— What the task requires —
Please return all the records exactly, with nothing left out.

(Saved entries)
┏━━
PR #5184, opened 2026-09-18
Stop union-merging project.pbxproj

kean:
| 📘 Part of: # |  
|:---:|

`.gitattributes` has merged `*.pbxproj` with the `union` driver since cb379f56d (April 2023). A union merge keeps both sides' lines for a conflicting hunk and never reports a conflict, so a rebase can finish cleanly and leave `project.pbxproj` unreadable. That's how an earlier rebase produced a broken project "without conflict", and agents trust a clean rebase.

Reproduced on the current project: two branches that each add a `PBXFileReference` at the top of the section. With `merge=union`, `git rebase` exits 0 and drops the `};` between the two objects, and `plutil -lint` rejects the file. Without the rule, Git reports a conflict in `project.pbxproj`.

This PR:

- Removes `*.pbxproj merge=union`, so these merges surface as conflicts. `CHANGELOG.md` keeps its union rule.
- Adds a `Lint project.pbxproj` step to the Linters group that runs `plutil -lint` on the project (about 30 ms). It runs on the `mac` queue because Danger's `linter` queue doesn't have `plutil`.

`plutil` catches syntax damage like the dropped brace. It doesn't catch a duplicated key, which is still a valid property list.

## To test

1. Check that the "Lint project.pbxproj" step passes on this PR.
2. Locally, delete one `};` line from `podcasts.xcodeproj/project.pbxproj` and run `plutil -lint podcasts.xcodeproj/project.pbxproj`. It fails. Revert the change.
3. Optional: on two scratch branches off this one, add a different file to the same group in Xcode and commit. Rebasing one onto the other now stops with a conflict in `project.pbxproj`.

## Checklist


.buildkite/pipeline.yml
```diff
@@ -75,6 +75,18 @@ steps:
         agents:
           queue: mac
 
+      # A merge or rebase can leave the project unreadable without reporting a
+      # conflict, e.g. when it drops a closing brace between two added objects.
+      - label: ":xcode: Lint project.pbxproj"
+        command: |
+          plutil -lint podcasts.xcodeproj/project.pbxproj || {
```
AliSoftware, line 82: On one hand I like the idea of lining the project file, but on the other hand:

1. Having a dedicated step/job like here will likely be a bit of a waste because it'll take more time to wait for an agent, have that agent checkout the repo, boot the VM inside that Mac agent, set everything up etc… than the <30ms it takes to run `plutil -lint`. If we really want to run `plutil -lint` it would probably be more efficient to run it as part of one more command in an existing job's script, so we don't pay again for all the checkout + VM boot overhead… all for running such a small/ultrafast command
2. The other jobs that exist in our pipeline, like the ones that do "Build and Test" for example, are probably already going to surface an error very early in their run if the Xcode project is invalid (as the `xcodebuild` command that they run would fail to read the project file anyway).
3. And if the point is to have a more explicit error message when such a case happen, see point (1), i.e. we could call `plutil -lint || { echo "You might have a badly-resolved merge conflict on your xcodeproj file"; exit 1 }` very early in the `.buildkite/commands/build.sh` script instead of a dedicated job requiring its own agent and bootstrapping time for a <30ms command 😛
┗━━
— The completed task —
PR #5184, opened 2026-09-18
Stop union-merging project.pbxproj

kean:
| 📘 Part of: # |  
|:---:|

`.gitattributes` has merged `*.pbxproj` with the `union` driver since cb379f56d (April 2023). A union merge keeps both sides' lines for a conflicting hunk and never reports a conflict, so a rebase can finish cleanly and leave `project.pbxproj` unreadable. That's how an earlier rebase produced a broken project "without conflict", and agents trust a clean rebase.

Reproduced on the current project: two branches that each add a `PBXFileReference` at the top of the section. With `merge=union`, `git rebase` exits 0 and drops the `};` between the two objects, and `plutil -lint` rejects the file. Without the rule, Git reports a conflict in `project.pbxproj`.

This PR:

- Removes `*.pbxproj merge=union`, so these merges surface as conflicts. `CHANGELOG.md` keeps its union rule.
- Adds a `Lint project.pbxproj` step to the Linters group that runs `plutil -lint` on the project (about 30 ms). It runs on the `mac` queue because Danger's `linter` queue doesn't have `plutil`.

`plutil` catches syntax damage like the dropped brace. It doesn't catch a duplicated key, which is still a valid property list.

## To test

1. Check that the "Lint project.pbxproj" step passes on this PR.
2. Locally, delete one `};` line from `podcasts.xcodeproj/project.pbxproj` and run `plutil -lint podcasts.xcodeproj/project.pbxproj`. It fails. Revert the change.
3. Optional: on two scratch branches off this one, add a different file to the same group in Xcode and commit. Rebasing one onto the other now stops with a conflict in `project.pbxproj`.

## Checklist


.buildkite/pipeline.yml
```diff
@@ -75,6 +75,18 @@ steps:
         agents:
           queue: mac
 
+      # A merge or rebase can leave the project unreadable without reporting a
+      # conflict, e.g. when it drops a closing brace between two added objects.
+      - label: ":xcode: Lint project.pbxproj"
+        command: |
+          plutil -lint podcasts.xcodeproj/project.pbxproj || {
```
AliSoftware, line 82: On one hand I like the idea of lining the project file, but on the other hand:

1. Having a dedicated step/job like here will likely be a bit of a waste because it'll take more time to wait for an agent, have that agent checkout the repo, boot the VM inside that Mac agent, set everything up etc… than the <30ms it takes to run `plutil -lint`. If we really want to run `plutil -lint` it would probably be more efficient to run it as part of one more command in an existing job's script, so we don't pay again for all the checkout + VM boot overhead… all for running such a small/ultrafast command
2. The other jobs that exist in our pipeline, like the ones that do "Build and Test" for example, are probably already going to surface an error very early in their run if the Xcode project is invalid (as the `xcodebuild` command that they run would fail to read the project file anyway).
3. And if the point is to have a more explicit error message when such a case happen, see point (1), i.e. we could call `plutil -lint || { echo "You might have a badly-resolved merge conflict on your xcodeproj file"; exit 1 }` very early in the `.buildkite/commands/build.sh` script instead of a dedicated job requiring its own agent and bootstrapping time for a <30ms command 😛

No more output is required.